Each line in the entries below that holds the word "assert" belongs in the answer.

○ ○ ○ ○ ○

PR #1747, opened 2023-04-19
Use already existing cache if found during build

### LINKED ISSUE #1746: Dimensional equivalents missing when loading from cache
When instantiating a `UnitRegistry` from cached files, the dimensional equivalents are instantiated as an empty dictionary. This results in all calls to `get_compatible_units` to fail with a key error.

```python
import pint
ureg = pint.UnitRegistry(cache_folder=tmp_path)
t = ureg.get_compatible_units("L")
assert len(t) > 0

ureg = pint.UnitRegistry(cache_folder=tmp_path)
t = ureg.get_compatible_units("L")  # raises an error
```

The error in this particular stack trace is

```
>       t = ureg.get_compatible_units('L')

pint/testsuite/test_diskcache.py:106:
_ _ _ _ _ _ _ _ _ _ _ _ _ _ _ _ _ _ _ _ _ _ _ _ _ _ _ _ _ _ _ _ _ _
pint/facets/plain/registry.py:840: in get_compatible_units
    equiv = self._get_compatible_units(input_units, group_or_system)
pint/facets/system/registry.py:237: in _get_compatible_units
    return frozenset(members & super()._get_compatible_units(input_units, None))
pint/facets/group/registry.py:123: in _get_compatible_units
    ret = super()._get_compatible_units(input_units, group)
pint/facets/context/registry.py:398: in _get_compatible_units
    ret = super()._get_compatible_units(input_units, group_or_system)
_ _ _ _ _ _ _ _ _ _ _ _ _ _ _ _ _ _ _ _ _ _ _ _ _ _ _ _ _ _ _ _ _ _

self = <pint.registry.UnitRegistry object at 0x102fa6740>
input_units = <ParserHelper(1, {'L': 1})>, group_or_system = None

    def _get_compatible_units(self, input_units, group_or_system):
        """ """
        if not input_units:
            return frozenset()

        src_dim = self._get_dimensionality(input_units)
>       return self._cache.dimensional_equivalents[src_dim]
E       KeyError: <UnitsContainer({'[length]': 3})>

pint/facets/plain/registry.py:850: KeyError
```

camuthig:
- [x] Closes #1746

This pull request attempts to update the `PlainRegistry` to set `self._cache` to the data retrieve from the cached data. Tests are passing, so I believe this change resolves the issue linked, but I'm not confident if it is the correct resolution or not.

### DIFF
--- a/pint/facets/plain/registry.py
+++ b/pint/facets/plain/registry.py
@@ -534,7 +534,9 @@ class PlainRegistry(metaclass=RegistryMeta):
             if cache is None:
                 self._build_cache()
                 diskcache.save(self._cache, loaded_files, "build_cache")
-            return
+            else:
+                self._cache = cache
+                return
 
         self._cache = RegistryCache()
 
--- a/pint/testsuite/test_diskcache.py
+++ b/pint/testsuite/test_diskcache.py
@@ -95,3 +95,13 @@ def test_change_file(tmp_path):
     assert ureg.x == 1235
     files = tuple(ureg._diskcache.cache_folder.glob("*.pickle"))
     assert len(files) == 4
+
+
+def test_dimensional_equivalent_are_cached(tmp_path):
+    ureg = pint.UnitRegistry(cache_folder=tmp_path)
+    t = ureg.get_compatible_units("L")
+    assert len(t) > 0
+
+    ureg = pint.UnitRegistry(cache_folder=tmp_path)
+    t = ureg.get_compatible_units("L")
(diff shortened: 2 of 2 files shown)


hgrecco:
I don't think this is a good idea without further thoughts. Basically, I am worried that we might be caching objects which are specific to this registry. Remember that certain objects (Quantity/Unit/Context/Measurement) are registry instance specific and should not be cached. That part of the code is not in use to investigate if this was a good idea or not.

○ ○ ○ ○ ○

**Exercise solution**
assert len(t) > 0
     assert ureg.x == 1235
     assert len(files) == 4
+    assert len(t) > 0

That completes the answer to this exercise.